- [Activity]
Print out the records in full, keeping each word unchanged.

- [Information given]

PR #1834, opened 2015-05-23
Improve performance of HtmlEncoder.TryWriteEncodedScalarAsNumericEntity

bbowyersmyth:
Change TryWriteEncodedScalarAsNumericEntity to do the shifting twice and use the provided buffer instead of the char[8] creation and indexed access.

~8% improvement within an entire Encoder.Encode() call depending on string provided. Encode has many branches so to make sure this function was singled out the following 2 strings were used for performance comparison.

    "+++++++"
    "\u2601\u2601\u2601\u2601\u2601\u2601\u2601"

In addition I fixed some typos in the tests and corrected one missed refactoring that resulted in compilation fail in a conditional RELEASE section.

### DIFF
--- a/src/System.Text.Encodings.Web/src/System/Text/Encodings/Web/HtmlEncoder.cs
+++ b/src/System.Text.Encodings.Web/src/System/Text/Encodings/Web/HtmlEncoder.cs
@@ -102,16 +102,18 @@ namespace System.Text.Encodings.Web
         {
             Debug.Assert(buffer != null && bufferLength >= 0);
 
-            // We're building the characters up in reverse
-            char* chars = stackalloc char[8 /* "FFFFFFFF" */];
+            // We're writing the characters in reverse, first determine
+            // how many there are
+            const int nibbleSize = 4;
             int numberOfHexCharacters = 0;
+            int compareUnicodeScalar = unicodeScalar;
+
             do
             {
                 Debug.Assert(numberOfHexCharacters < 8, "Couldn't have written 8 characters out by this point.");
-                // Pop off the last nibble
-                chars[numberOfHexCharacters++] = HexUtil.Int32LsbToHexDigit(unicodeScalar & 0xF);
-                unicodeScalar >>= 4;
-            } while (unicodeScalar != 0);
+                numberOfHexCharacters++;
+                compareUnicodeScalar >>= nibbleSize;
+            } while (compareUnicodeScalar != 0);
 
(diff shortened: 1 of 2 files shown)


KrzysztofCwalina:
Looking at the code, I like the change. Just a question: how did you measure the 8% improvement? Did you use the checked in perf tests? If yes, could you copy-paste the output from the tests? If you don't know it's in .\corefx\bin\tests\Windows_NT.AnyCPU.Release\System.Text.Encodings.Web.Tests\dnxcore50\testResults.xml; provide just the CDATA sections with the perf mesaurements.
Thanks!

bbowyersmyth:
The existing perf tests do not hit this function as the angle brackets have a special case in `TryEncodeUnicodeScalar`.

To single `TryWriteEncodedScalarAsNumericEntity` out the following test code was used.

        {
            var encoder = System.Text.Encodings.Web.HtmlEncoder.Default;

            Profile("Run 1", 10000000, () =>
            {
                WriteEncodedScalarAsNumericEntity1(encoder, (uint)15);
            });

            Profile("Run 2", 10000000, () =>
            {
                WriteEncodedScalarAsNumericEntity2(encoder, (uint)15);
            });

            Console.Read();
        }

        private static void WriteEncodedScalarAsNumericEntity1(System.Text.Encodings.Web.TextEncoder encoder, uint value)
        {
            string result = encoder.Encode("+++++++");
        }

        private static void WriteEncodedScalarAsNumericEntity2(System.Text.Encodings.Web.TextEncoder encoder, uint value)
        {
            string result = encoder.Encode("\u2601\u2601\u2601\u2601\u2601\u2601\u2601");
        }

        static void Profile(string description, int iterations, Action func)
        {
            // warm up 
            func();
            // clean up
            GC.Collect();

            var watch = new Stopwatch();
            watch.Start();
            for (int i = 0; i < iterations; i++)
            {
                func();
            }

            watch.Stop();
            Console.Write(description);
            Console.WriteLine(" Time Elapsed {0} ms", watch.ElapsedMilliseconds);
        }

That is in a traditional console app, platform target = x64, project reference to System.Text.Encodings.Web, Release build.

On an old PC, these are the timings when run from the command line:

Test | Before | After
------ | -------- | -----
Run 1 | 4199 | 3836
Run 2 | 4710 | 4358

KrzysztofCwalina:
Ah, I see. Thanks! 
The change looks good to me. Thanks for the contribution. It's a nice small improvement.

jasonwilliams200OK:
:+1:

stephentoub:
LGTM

- [Solved exercise]
PR #1834, opened 2015-05-23
Improve performance of HtmlEncoder.TryWriteEncodedScalarAsNumericEntity

bbowyersmyth:
Change TryWriteEncodedScalarAsNumericEntity to do the shifting twice and use the provided buffer instead of the char[8] creation and indexed access.

~8% improvement within an entire Encoder.Encode() call depending on string provided. Encode has many branches so to make sure this function was singled out the following 2 strings were used for performance comparison.

    "+++++++"
    "\u2601\u2601\u2601\u2601\u2601\u2601\u2601"

In addition I fixed some typos in the tests and corrected one missed refactoring that resulted in compilation fail in a conditional RELEASE section.

### DIFF
--- a/src/System.Text.Encodings.Web/src/System/Text/Encodings/Web/HtmlEncoder.cs
+++ b/src/System.Text.Encodings.Web/src/System/Text/Encodings/Web/HtmlEncoder.cs
@@ -102,16 +102,18 @@ namespace System.Text.Encodings.Web
         {
             Debug.Assert(buffer != null && bufferLength >= 0);
 
-            // We're building the characters up in reverse
-            char* chars = stackalloc char[8 /* "FFFFFFFF" */];
+            // We're writing the characters in reverse, first determine
+            // how many there are
+            const int nibbleSize = 4;
             int numberOfHexCharacters = 0;
+            int compareUnicodeScalar = unicodeScalar;
+
             do
             {
                 Debug.Assert(numberOfHexCharacters < 8, "Couldn't have written 8 characters out by this point.");
-                // Pop off the last nibble
-                chars[numberOfHexCharacters++] = HexUtil.Int32LsbToHexDigit(unicodeScalar & 0xF);
-                unicodeScalar >>= 4;
-            } while (unicodeScalar != 0);
+                numberOfHexCharacters++;
+                compareUnicodeScalar >>= nibbleSize;
+            } while (compareUnicodeScalar != 0);
 
(diff shortened: 1 of 2 files shown)


KrzysztofCwalina:
Looking at the code, I like the change. Just a question: how did you measure the 8% improvement? Did you use the checked in perf tests? If yes, could you copy-paste the output from the tests? If you don't know it's in .\corefx\bin\tests\Windows_NT.AnyCPU.Release\System.Text.Encodings.Web.Tests\dnxcore50\testResults.xml; provide just the CDATA sections with the perf mesaurements.
Thanks!

bbowyersmyth:
The existing perf tests do not hit this function as the angle brackets have a special case in `TryEncodeUnicodeScalar`.

To single `TryWriteEncodedScalarAsNumericEntity` out the following test code was used.

        {
            var encoder = System.Text.Encodings.Web.HtmlEncoder.Default;

            Profile("Run 1", 10000000, () =>
            {
                WriteEncodedScalarAsNumericEntity1(encoder, (uint)15);
            });

            Profile("Run 2", 10000000, () =>
            {
                WriteEncodedScalarAsNumericEntity2(encoder, (uint)15);
            });

            Console.Read();
        }

        private static void WriteEncodedScalarAsNumericEntity1(System.Text.Encodings.Web.TextEncoder encoder, uint value)
        {
            string result = encoder.Encode("+++++++");
        }

        private static void WriteEncodedScalarAsNumericEntity2(System.Text.Encodings.Web.TextEncoder encoder, uint value)
        {
            string result = encoder.Encode("\u2601\u2601\u2601\u2601\u2601\u2601\u2601");
        }

        static void Profile(string description, int iterations, Action func)
        {
            // warm up 
            func();
            // clean up
            GC.Collect();

            var watch = new Stopwatch();
            watch.Start();
            for (int i = 0; i < iterations; i++)
            {
                func();
            }

            watch.Stop();
            Console.Write(description);
            Console.WriteLine(" Time Elapsed {0} ms", watch.ElapsedMilliseconds);
        }

That is in a traditional console app, platform target = x64, project reference to System.Text.Encodings.Web, Release build.

On an old PC, these are the timings when run from the command line:

Test | Before | After
------ | -------- | -----
Run 1 | 4199 | 3836
Run 2 | 4710 | 4358

KrzysztofCwalina:
Ah, I see. Thanks! 
The change looks good to me. Thanks for the contribution. It's a nice small improvement.

jasonwilliams200OK:
:+1:

stephentoub:
LGTM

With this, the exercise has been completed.